[Collected data entries]
◆ ◆ ◆
PR #5971, opened 2025-08-14
AbortTest contradicts TCK tests

senivam:

PR #5979, opened 2025-08-26
AbortResponse headers case insensitive header names

jansupol:


jansupol:
Updated methods from the original JDK's AbstractMap to compare case-insensitively

jansupol:
Fixes #5971.

senivam (approved):

jbescos (approved):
◆ ◆ ◆
> **WORK REQUIRED**:
Where in the records does the word "case" appear? Copy each line that holds it.

> **RESULT OF THIS EXERCISE**:
AbortResponse headers case insensitive header names
Updated methods from the original JDK's AbstractMap to compare case-insensitively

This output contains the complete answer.